(Data items)
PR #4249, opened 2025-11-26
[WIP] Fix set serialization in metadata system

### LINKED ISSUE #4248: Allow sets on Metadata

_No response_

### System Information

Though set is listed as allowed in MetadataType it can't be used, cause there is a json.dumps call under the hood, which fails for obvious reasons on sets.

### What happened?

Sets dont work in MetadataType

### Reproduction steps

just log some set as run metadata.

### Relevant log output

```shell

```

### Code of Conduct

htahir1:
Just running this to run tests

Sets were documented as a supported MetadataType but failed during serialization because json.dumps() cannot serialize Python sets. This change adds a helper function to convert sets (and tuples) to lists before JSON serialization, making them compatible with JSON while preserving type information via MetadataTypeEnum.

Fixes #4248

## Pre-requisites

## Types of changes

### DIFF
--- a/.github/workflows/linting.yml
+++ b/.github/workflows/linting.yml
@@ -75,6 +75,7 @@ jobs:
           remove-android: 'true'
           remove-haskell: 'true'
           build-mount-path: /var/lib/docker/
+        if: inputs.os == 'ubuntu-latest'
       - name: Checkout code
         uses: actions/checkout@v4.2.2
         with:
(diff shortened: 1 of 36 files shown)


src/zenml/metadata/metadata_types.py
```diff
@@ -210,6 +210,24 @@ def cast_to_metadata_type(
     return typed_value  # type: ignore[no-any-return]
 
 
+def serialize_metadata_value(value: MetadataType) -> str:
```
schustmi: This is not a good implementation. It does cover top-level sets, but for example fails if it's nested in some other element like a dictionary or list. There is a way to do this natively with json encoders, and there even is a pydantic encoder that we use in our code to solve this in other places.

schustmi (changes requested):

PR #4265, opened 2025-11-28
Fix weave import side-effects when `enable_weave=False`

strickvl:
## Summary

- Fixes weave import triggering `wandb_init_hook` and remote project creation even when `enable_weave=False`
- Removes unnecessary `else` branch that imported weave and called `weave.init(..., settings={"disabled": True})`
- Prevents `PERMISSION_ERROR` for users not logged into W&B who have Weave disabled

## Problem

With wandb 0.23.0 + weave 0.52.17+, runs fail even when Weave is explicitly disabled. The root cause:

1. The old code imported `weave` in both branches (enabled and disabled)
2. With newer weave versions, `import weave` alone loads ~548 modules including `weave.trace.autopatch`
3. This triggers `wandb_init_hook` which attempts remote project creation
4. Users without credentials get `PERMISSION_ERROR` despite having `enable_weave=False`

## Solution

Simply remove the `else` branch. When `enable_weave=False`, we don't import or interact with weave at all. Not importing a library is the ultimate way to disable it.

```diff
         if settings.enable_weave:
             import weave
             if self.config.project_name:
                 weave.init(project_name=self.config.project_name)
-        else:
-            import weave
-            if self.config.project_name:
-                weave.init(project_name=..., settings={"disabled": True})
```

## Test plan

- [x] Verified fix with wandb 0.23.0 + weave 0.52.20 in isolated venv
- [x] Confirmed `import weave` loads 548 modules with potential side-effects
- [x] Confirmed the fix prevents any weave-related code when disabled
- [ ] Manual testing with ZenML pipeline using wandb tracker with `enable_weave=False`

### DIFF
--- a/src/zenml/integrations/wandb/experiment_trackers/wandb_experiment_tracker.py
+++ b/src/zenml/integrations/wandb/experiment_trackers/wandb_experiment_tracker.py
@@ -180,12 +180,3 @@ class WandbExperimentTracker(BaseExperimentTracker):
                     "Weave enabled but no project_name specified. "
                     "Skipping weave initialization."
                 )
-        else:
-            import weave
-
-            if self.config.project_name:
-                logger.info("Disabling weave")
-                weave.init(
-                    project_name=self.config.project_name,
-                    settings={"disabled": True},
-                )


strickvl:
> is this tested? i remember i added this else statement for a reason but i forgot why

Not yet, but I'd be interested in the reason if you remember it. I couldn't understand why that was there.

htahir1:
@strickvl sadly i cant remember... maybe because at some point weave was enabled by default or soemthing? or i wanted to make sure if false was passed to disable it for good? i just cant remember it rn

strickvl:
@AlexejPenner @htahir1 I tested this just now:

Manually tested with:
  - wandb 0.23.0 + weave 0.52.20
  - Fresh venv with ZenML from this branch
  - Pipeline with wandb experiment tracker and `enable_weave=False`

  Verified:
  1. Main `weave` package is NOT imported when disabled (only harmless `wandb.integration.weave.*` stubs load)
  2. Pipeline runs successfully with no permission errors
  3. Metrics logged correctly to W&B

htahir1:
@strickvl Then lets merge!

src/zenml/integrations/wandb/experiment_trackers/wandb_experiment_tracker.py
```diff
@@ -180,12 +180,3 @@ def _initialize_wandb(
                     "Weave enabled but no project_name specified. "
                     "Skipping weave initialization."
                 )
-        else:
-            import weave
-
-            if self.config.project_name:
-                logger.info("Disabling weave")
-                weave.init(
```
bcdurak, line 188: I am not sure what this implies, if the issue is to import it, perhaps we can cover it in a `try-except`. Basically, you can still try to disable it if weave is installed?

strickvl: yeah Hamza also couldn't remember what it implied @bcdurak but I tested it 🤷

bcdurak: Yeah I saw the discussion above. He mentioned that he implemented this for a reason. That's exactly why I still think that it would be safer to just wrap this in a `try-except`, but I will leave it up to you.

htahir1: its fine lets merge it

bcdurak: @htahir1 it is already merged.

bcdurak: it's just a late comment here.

▶ [EXERCISE AIM]:
For this exercise, output exactly the lines above from the line with "Sets dont work in MetadataType" to the line with "remove-haskell: 'true'", counting both, and leave out the rest.

▶ [YOUR RESPONSE]:
Sets dont work in MetadataType

### Reproduction steps

just log some set as run metadata.

### Relevant log output

```shell

```

### Code of Conduct

htahir1:
Just running this to run tests

Sets were documented as a supported MetadataType but failed during serialization because json.dumps() cannot serialize Python sets. This change adds a helper function to convert sets (and tuples) to lists before JSON serialization, making them compatible with JSON while preserving type information via MetadataTypeEnum.

Fixes #4248

## Pre-requisites

## Types of changes

### DIFF
--- a/.github/workflows/linting.yml
+++ b/.github/workflows/linting.yml
@@ -75,6 +75,7 @@ jobs:
           remove-android: 'true'
           remove-haskell: 'true'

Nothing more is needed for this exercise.